The idea of death is for the living. Death has no meaning for the one no longer in form. Death is felt by the ones left behind, or it is glossed over with polite triteness, watchful escapism: It’s okay, she’s gone to a better place, he is flying with the angels, they’ve gone home to God, he’s no longer in pain.
It’s not okay. Loss hurts. Grief is real. Denial doesn’t make it better. It only helps the pain dig a deeper hole in your heart.
While all of those sayings are true in a way, just not true in the way most think, they are ways that we keep from having to feel our experience of loss … but loss is sneaky. What we don’t feel today, will catch up with us sooner or later, so we might as well feel it now. Now it is utterly accessible. We haven’t had time to wrap layers of story around it yet.
Right now, now with the loss exactly as it is, raw and real, it’s fresh. In a beautiful way, it’s quite innocent, empty of meaning, uninhabited by deflection, free of the rat’s nest of well-meaning escape routes.
… and we feel what we feel when and as we can, when and as we are ready. It’s impossible to enter into the pain before our time. Sometimes it takes years before the loss shows its face again.
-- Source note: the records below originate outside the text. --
PR #935, opened 2022-11-22
Add a steering file for monitoring using KF tracks and add a tool to remove hits from pattern reco in LCIO

pbutti:
Title says all.

### DIFF
--- a/tracking/src/main/java/org/hps/recon/tracking/SensorSetup.java
+++ b/tracking/src/main/java/org/hps/recon/tracking/SensorSetup.java
@@ -1,6 +1,8 @@
 package org.hps.recon.tracking; 
 
 import java.util.List;
+import java.util.ArrayList;
+import java.util.Arrays;
 
 import org.lcsim.detector.tracker.silicon.SiSensor;
 import org.lcsim.event.EventHeader;
@@ -16,6 +18,8 @@ public class SensorSetup extends RawTrackerHitSensorSetup {
 
     /// Name of the collection of fitted hits 
     private String fittedHitColName_ = ""; 
+    
+    private List<String> sensorNames_ = new ArrayList<String>();
 
     /// Constructor
     public SensorSetup() { }
@@ -29,6 +33,10 @@ public class SensorSetup extends RawTrackerHitSensorSetup {
      */
     public void setFittedHitCollection(String fittedHitColName) { fittedHitColName_ = fittedHitColName; }
 
+    public void setSkipSensors(String[] sensorNames) {
+        this.sensorNames_ = new ArrayList<String>(Arrays.asList(sensorNames));
+    }
+    
     @Override
     protected void process(EventHeader event) { 
         
@@ -50,7 +58,26 @@ public class SensorSetup extends RawTrackerHitSensorSetup {
     public void loadFittedHits(List< LCRelation > fittedHits) {
 
         for (LCRelation fittedHit : fittedHits) { 
+
+            Boolean skipHit = false;
             RawTrackerHit rawHit = FittedRawTrackerHit.getRawTrackerHit(fittedHit);
+            
+            SiSensor sensor = (SiSensor) rawHit.getDetectorElement();
+            String name = sensor.getName();
+            
+            if (sensorNames_.size() > 0) {
+                
+                for (String sensorName : sensorNames_) {
+                    if (name.contains(sensorName)) {
+                        skipHit = true;
+                        break;
+                    }
+                }
+            }
+            
+            if (skipHit)
+                continue;
+            
             ((SiSensor) rawHit.getDetectorElement()).getReadout().addHit(fittedHit); 
         }
     }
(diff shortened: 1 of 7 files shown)


cbravo135 (approved):
Code added to SensorSetup should be safe since existing steering files won't have "SkipSensors" parameter list.

tracking/src/main/java/org/hps/recon/tracking/SensorSetup.java
```diff
@@ -50,7 +58,26 @@ protected void process(EventHeader event) {
...
 
         for (LCRelation fittedHit : fittedHits) { 
+
+            Boolean skipHit = false;
             RawTrackerHit rawHit = FittedRawTrackerHit.getRawTrackerHit(fittedHit);
+            
+            SiSensor sensor = (SiSensor) rawHit.getDetectorElement();
+            String name = sensor.getName();
+            
+            if (sensorNames_.size() > 0) {
```
omar-moreno, line 68: This check is unnecessary.  If sensorNames_ is empty, the whole for loop will be skipped.

tracking/src/main/java/org/hps/recon/tracking/SensorSetup.java
```diff
@@ -50,7 +58,26 @@ protected void process(EventHeader event) {
...
+
```
omar-moreno, line 69: I think the following works as well ... 
```
for (LCRelation fittedHit : fittedHits) { 

  RawTrackerHit rawHit = FittedRawTrackerHit.getRawTrackerHit(fittedHit);
  SiSensor sensor = (SiSensor) rawHit.getDetectorElement();
  if (sensorNames_.contains(sensor.name()) continue; 

  sensor.getReadout().addHit(fittedHit); 

}
```
Note the use of the `contains` method. When using a HashSet, this gives you O(1) lookup time vs O(n) when using an ArrayList or just iterating over the elements. HashSet is appropriate here since all of the sensor names will be unique. It also might be worth changing the name of the set  `sensorNames_` to `maskedSensorNames_` so it's clearer what it does.

tracking/src/main/java/org/hps/recon/tracking/SensorSetup.java
```diff
@@ -16,6 +18,8 @@ public class SensorSetup extends RawTrackerHitSensorSetup {
 
     /// Name of the collection of fitted hits 
     private String fittedHitColName_ = ""; 
+    
+    private List<String> sensorNames_ = new ArrayList<String>();
```
omar-moreno, line 22: Change this to a HashSet. You don't need to initialize the array since you do so in the `setSkipSensors` method below.

tracking/src/main/java/org/hps/recon/tracking/SensorSetup.java
```diff
@@ -29,6 +33,10 @@ public SensorSetup() { }
      */
     public void setFittedHitCollection(String fittedHitColName) { fittedHitColName_ = fittedHitColName; }
 
+    public void setSkipSensors(String[] sensorNames) {
+        this.sensorNames_ = new ArrayList<String>(Arrays.asList(sensorNames));
```
omar-moreno, line 37: Change this to Hash Map. 

On a separate note, I wonder if this method should check if `sensorNames` was already initializing before doing it again.  I can see a situation where this gets set twice on accident in a steering file and could lead to unexpected behavior. Maybe if `sensorNames` has already been initialized, throw an exception?

omar-moreno (changes requested):

tracking/src/main/java/org/hps/recon/tracking/SensorSetup.java
cbravo135: The behavior of this will be different. contains behavior is different when called on an array vs a string. I think we do indeed want contains called on the string and not the array, which gives us easier control over which sensors we drop. This is only called once, so the complexity of the code doesn't really matter, and either way will effectively run in the same time. We would like to be able to remove multiple sensors with a single string if they all contain the same sub-string.

tracking/src/main/java/org/hps/recon/tracking/SensorSetup.java
cbravo135: I think the framework already checks you only set a specific variable in the steering file once and throws an error if it is there more than once.

cbravo135: Given the behavior we would like from this code, not clear to me HashMap really buys us anything.

tracking/src/main/java/org/hps/recon/tracking/SensorSetup.java
cbravo135: The loop is over all the hits, this check is on the list of sensors we want to skip. I do think sensorNames_ is potentially a confusing variable name since it is really the sensors to be skipped.

omar-moreno (approved):
I don't agree with these changes but will approve it anyway. The performance issues can be taken care of in the future.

You might not even recognize it as loss, as the pain of grief you couldn’t feel at the time. It materializes out of nowhere, wearing new clothes, a beggar with a begging bowl, will you feel me now? How about if I look like this? Or this?
Sometimes we still aren’t ready, so the pain digs in, adding more layers, crystallizing a bit, waiting for that one crack to open us enough to embrace the whole of ourselves, the one experience that will allow us to see the dark beauty in the pain and agony, in the shame and self-recrimination.
All life is ever doing is opening our hearts, showing us the precious actuality of what we are and have always been. It is infinitely patient, absolutely loving. It is always revealing that it’s okay to feel life, to be fully alive. It’s not just safe, it’s why we’re here.
We are always feeling. What we are is feeling, experiencing, sensing. We either feel life as it is, or we feel our resistance to it. There is no way not to feel. Even numbness is a feeling.
The death I speak of, doesn’t have to be a final curtain, the ultimate healing. Death comes in many shapes and sizes. All trauma is a kind of death, the death of the innocence that came before. Life doesn’t really care how big the blow is. One magnitude of grief is not more important, more difficult, more real, than any other. Pain is pain. Grief is grief, and life is always pointing to the infinite aliveness we are, to the actuality underlying all trauma, all pain.